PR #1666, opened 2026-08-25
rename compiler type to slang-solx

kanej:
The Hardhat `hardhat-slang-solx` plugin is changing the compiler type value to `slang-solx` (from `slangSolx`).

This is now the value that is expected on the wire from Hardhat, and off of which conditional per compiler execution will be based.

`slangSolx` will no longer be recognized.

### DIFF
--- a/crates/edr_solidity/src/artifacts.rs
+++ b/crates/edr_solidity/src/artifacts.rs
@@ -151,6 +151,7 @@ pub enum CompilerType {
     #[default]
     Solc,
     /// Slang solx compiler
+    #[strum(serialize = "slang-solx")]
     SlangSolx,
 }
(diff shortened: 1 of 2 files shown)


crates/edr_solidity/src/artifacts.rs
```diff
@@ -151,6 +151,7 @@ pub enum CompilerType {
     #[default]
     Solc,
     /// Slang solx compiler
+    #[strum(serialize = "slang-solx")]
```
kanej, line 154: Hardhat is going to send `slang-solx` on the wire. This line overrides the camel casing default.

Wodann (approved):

> **Problem**
Where does the string "from" occur in the data above? Copy every line that holds it.

> **Exercise output**
The Hardhat `hardhat-slang-solx` plugin is changing the compiler type value to `slang-solx` (from `slangSolx`).
This is now the value that is expected on the wire from Hardhat, and off of which conditional per compiler execution will be based.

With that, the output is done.